Every line of the material should be output exactly as written.

──────────

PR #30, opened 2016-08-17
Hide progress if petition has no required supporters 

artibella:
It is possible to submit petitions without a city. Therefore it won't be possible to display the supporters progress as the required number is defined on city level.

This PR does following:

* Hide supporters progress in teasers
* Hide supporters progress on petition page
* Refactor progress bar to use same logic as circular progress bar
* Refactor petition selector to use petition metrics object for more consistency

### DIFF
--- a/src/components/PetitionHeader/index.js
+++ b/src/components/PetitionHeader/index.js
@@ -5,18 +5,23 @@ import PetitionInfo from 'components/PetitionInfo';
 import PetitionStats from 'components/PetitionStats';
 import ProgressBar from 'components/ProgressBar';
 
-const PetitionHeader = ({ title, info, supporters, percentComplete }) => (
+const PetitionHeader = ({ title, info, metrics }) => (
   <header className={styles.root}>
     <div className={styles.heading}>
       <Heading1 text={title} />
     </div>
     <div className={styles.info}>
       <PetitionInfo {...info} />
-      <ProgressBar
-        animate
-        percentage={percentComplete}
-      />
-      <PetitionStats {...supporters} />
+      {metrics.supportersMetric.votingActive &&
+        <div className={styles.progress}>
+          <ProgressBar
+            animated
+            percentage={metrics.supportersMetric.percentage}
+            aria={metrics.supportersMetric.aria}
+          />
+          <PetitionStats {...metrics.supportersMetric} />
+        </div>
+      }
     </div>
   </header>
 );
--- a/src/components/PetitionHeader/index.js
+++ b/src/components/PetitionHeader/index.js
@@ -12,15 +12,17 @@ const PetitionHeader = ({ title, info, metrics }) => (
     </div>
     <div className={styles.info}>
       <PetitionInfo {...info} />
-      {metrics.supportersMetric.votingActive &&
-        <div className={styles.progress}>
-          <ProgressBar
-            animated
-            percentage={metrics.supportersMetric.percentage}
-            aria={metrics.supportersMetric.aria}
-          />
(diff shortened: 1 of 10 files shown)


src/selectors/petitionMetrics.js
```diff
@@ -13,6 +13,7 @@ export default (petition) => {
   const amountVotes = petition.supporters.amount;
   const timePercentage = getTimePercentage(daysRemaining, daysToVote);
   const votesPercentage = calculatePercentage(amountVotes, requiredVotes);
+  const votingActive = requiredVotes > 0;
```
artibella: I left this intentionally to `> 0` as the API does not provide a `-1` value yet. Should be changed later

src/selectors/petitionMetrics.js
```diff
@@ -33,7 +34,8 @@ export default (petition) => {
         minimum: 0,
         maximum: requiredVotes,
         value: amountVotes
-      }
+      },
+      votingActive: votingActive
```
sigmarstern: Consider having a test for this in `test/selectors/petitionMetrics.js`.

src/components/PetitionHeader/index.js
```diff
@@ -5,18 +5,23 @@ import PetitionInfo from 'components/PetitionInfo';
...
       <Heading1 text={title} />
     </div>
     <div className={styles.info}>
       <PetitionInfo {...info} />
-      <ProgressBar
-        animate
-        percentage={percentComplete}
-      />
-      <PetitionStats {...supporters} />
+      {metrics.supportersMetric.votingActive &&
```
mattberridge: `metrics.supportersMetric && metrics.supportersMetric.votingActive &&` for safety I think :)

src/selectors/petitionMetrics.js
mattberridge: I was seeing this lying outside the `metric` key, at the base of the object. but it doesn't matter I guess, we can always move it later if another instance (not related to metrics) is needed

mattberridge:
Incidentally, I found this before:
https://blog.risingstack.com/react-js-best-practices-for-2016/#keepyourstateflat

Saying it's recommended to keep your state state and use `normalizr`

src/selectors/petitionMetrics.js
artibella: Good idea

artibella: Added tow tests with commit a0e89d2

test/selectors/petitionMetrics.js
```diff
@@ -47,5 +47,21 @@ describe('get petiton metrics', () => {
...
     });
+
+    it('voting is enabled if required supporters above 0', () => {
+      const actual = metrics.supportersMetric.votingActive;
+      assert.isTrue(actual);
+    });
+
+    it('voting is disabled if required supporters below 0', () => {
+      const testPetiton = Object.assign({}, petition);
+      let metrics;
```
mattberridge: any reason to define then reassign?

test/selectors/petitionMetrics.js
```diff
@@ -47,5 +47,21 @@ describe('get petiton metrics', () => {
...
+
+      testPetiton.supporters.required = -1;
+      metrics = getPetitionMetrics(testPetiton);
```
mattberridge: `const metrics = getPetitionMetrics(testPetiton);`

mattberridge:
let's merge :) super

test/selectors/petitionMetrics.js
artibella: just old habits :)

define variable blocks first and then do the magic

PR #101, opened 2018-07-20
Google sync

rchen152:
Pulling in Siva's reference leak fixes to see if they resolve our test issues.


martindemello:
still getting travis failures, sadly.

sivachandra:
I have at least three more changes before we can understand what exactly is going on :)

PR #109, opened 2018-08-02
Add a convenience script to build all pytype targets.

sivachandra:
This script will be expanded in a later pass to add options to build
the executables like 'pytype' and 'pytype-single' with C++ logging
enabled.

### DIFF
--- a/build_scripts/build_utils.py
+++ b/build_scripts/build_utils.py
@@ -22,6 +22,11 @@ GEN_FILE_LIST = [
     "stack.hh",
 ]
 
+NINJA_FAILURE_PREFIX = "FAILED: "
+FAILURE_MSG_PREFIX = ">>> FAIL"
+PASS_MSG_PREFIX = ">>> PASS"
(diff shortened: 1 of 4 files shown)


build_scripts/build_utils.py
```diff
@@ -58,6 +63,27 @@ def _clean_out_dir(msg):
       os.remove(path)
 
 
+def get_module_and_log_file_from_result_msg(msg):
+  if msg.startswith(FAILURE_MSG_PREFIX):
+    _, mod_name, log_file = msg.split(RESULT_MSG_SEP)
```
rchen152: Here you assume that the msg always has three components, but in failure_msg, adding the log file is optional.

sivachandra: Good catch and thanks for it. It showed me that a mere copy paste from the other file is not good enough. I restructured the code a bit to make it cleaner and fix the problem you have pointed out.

──────────

_Response area_
PR #30, opened 2016-08-17
Hide progress if petition has no required supporters 

artibella:
It is possible to submit petitions without a city. Therefore it won't be possible to display the supporters progress as the required number is defined on city level.

This PR does following:

* Hide supporters progress in teasers
* Hide supporters progress on petition page
* Refactor progress bar to use same logic as circular progress bar
* Refactor petition selector to use petition metrics object for more consistency

### DIFF
--- a/src/components/PetitionHeader/index.js
+++ b/src/components/PetitionHeader/index.js
@@ -5,18 +5,23 @@ import PetitionInfo from 'components/PetitionInfo';
 import PetitionStats from 'components/PetitionStats';
 import ProgressBar from 'components/ProgressBar';
 
-const PetitionHeader = ({ title, info, supporters, percentComplete }) => (
+const PetitionHeader = ({ title, info, metrics }) => (
   <header className={styles.root}>
     <div className={styles.heading}>
       <Heading1 text={title} />
     </div>
     <div className={styles.info}>
       <PetitionInfo {...info} />
-      <ProgressBar
-        animate
-        percentage={percentComplete}
-      />
-      <PetitionStats {...supporters} />
+      {metrics.supportersMetric.votingActive &&
+        <div className={styles.progress}>
+          <ProgressBar
+            animated
+            percentage={metrics.supportersMetric.percentage}
+            aria={metrics.supportersMetric.aria}
+          />
+          <PetitionStats {...metrics.supportersMetric} />
+        </div>
+      }
     </div>
   </header>
 );
--- a/src/components/PetitionHeader/index.js
+++ b/src/components/PetitionHeader/index.js
@@ -12,15 +12,17 @@ const PetitionHeader = ({ title, info, metrics }) => (
     </div>
     <div className={styles.info}>
       <PetitionInfo {...info} />
-      {metrics.supportersMetric.votingActive &&
-        <div className={styles.progress}>
-          <ProgressBar
-            animated
-            percentage={metrics.supportersMetric.percentage}
-            aria={metrics.supportersMetric.aria}
-          />
(diff shortened: 1 of 10 files shown)


src/selectors/petitionMetrics.js
```diff
@@ -13,6 +13,7 @@ export default (petition) => {
   const amountVotes = petition.supporters.amount;
   const timePercentage = getTimePercentage(daysRemaining, daysToVote);
   const votesPercentage = calculatePercentage(amountVotes, requiredVotes);
+  const votingActive = requiredVotes > 0;
```
artibella: I left this intentionally to `> 0` as the API does not provide a `-1` value yet. Should be changed later

src/selectors/petitionMetrics.js
```diff
@@ -33,7 +34,8 @@ export default (petition) => {
         minimum: 0,
         maximum: requiredVotes,
         value: amountVotes
-      }
+      },
+      votingActive: votingActive
```
sigmarstern: Consider having a test for this in `test/selectors/petitionMetrics.js`.

src/components/PetitionHeader/index.js
```diff
@@ -5,18 +5,23 @@ import PetitionInfo from 'components/PetitionInfo';
...
       <Heading1 text={title} />
     </div>
     <div className={styles.info}>
       <PetitionInfo {...info} />
-      <ProgressBar
-        animate
-        percentage={percentComplete}
-      />
-      <PetitionStats {...supporters} />
+      {metrics.supportersMetric.votingActive &&
```
mattberridge: `metrics.supportersMetric && metrics.supportersMetric.votingActive &&` for safety I think :)

src/selectors/petitionMetrics.js
mattberridge: I was seeing this lying outside the `metric` key, at the base of the object. but it doesn't matter I guess, we can always move it later if another instance (not related to metrics) is needed

mattberridge:
Incidentally, I found this before:
https://blog.risingstack.com/react-js-best-practices-for-2016/#keepyourstateflat

Saying it's recommended to keep your state state and use `normalizr`

src/selectors/petitionMetrics.js
artibella: Good idea

artibella: Added tow tests with commit a0e89d2

test/selectors/petitionMetrics.js
```diff
@@ -47,5 +47,21 @@ describe('get petiton metrics', () => {
...
     });
+
+    it('voting is enabled if required supporters above 0', () => {
+      const actual = metrics.supportersMetric.votingActive;
+      assert.isTrue(actual);
+    });
+
+    it('voting is disabled if required supporters below 0', () => {
+      const testPetiton = Object.assign({}, petition);
+      let metrics;
```
mattberridge: any reason to define then reassign?

test/selectors/petitionMetrics.js
```diff
@@ -47,5 +47,21 @@ describe('get petiton metrics', () => {
...
+
+      testPetiton.supporters.required = -1;
+      metrics = getPetitionMetrics(testPetiton);
```
mattberridge: `const metrics = getPetitionMetrics(testPetiton);`

mattberridge:
let's merge :) super

test/selectors/petitionMetrics.js
artibella: just old habits :)

define variable blocks first and then do the magic

PR #101, opened 2018-07-20
Google sync

rchen152:
Pulling in Siva's reference leak fixes to see if they resolve our test issues.


martindemello:
still getting travis failures, sadly.

sivachandra:
I have at least three more changes before we can understand what exactly is going on :)

PR #109, opened 2018-08-02
Add a convenience script to build all pytype targets.

sivachandra:
This script will be expanded in a later pass to add options to build
the executables like 'pytype' and 'pytype-single' with C++ logging
enabled.

### DIFF
--- a/build_scripts/build_utils.py
+++ b/build_scripts/build_utils.py
@@ -22,6 +22,11 @@ GEN_FILE_LIST = [
     "stack.hh",
 ]
 
+NINJA_FAILURE_PREFIX = "FAILED: "
+FAILURE_MSG_PREFIX = ">>> FAIL"
+PASS_MSG_PREFIX = ">>> PASS"
(diff shortened: 1 of 4 files shown)


build_scripts/build_utils.py
```diff
@@ -58,6 +63,27 @@ def _clean_out_dir(msg):
       os.remove(path)
 
 
+def get_module_and_log_file_from_result_msg(msg):
+  if msg.startswith(FAILURE_MSG_PREFIX):
+    _, mod_name, log_file = msg.split(RESULT_MSG_SEP)
```
rchen152: Here you assume that the msg always has three components, but in failure_msg, adding the log file is optional.

sivachandra: Good catch and thanks for it. It showed me that a mere copy paste from the other file is not good enough. I restructured the code a bit to make it cleaner and fix the problem you have pointed out.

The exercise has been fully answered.